◆ Assigned task ◆
The expected output is exactly the lines below, starting at the line with "Retain strong references to all Gauges" and ending at the line with "## Actual Behavior", both included; no other line belongs in it.

☆ ☆ ☆ ☆ ☆ ☆ ☆

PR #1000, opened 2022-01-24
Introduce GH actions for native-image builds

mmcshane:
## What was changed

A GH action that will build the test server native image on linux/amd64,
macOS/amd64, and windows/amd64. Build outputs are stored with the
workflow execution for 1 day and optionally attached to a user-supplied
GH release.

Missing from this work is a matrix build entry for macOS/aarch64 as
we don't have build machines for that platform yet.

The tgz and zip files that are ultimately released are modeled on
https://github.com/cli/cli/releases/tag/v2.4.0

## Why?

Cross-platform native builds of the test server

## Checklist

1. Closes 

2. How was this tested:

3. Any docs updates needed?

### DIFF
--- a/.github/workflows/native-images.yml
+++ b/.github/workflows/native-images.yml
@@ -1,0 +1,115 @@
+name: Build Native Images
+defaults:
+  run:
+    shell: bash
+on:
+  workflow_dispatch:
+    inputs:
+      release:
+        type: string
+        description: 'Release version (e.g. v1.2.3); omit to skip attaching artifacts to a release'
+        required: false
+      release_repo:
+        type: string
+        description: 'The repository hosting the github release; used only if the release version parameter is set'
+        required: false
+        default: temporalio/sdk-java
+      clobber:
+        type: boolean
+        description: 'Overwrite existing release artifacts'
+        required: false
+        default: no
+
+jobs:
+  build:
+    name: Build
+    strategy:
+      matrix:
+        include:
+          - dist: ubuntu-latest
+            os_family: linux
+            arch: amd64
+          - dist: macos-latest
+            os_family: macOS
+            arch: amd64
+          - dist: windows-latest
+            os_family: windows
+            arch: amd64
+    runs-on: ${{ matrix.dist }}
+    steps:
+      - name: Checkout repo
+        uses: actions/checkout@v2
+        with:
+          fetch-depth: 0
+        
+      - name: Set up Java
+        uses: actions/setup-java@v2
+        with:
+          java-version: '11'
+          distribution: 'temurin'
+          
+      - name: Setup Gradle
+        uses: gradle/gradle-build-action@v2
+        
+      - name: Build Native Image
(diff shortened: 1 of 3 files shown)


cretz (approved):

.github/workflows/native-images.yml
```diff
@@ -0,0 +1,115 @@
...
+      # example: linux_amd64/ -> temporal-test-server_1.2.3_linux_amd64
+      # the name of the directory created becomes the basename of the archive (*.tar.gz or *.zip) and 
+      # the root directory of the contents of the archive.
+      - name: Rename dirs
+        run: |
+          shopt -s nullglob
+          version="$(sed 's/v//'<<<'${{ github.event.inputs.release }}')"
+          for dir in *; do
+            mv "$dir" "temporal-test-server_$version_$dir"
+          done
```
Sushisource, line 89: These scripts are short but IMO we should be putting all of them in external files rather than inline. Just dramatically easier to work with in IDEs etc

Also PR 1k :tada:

☆ ☆ ☆ ☆ ☆ ☆ ☆

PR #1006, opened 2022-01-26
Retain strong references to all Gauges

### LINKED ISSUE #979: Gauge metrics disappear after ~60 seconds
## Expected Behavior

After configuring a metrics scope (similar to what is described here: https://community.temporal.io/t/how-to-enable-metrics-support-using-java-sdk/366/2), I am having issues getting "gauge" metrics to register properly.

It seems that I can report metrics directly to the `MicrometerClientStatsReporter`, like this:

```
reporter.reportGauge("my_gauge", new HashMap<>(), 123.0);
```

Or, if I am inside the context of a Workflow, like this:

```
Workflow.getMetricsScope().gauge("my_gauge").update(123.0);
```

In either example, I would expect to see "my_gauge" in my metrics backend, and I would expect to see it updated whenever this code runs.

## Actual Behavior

☆ ☆ ☆ ☆ ☆ ☆ ☆

◆ Result of the exercise ◆
Retain strong references to all Gauges

### LINKED ISSUE #979: Gauge metrics disappear after ~60 seconds
## Expected Behavior

After configuring a metrics scope (similar to what is described here: https://community.temporal.io/t/how-to-enable-metrics-support-using-java-sdk/366/2), I am having issues getting "gauge" metrics to register properly.

It seems that I can report metrics directly to the `MicrometerClientStatsReporter`, like this:

```
reporter.reportGauge("my_gauge", new HashMap<>(), 123.0);
```

Or, if I am inside the context of a Workflow, like this:

```
Workflow.getMetricsScope().gauge("my_gauge").update(123.0);
```

In either example, I would expect to see "my_gauge" in my metrics backend, and I would expect to see it updated whenever this code runs.

## Actual Behavior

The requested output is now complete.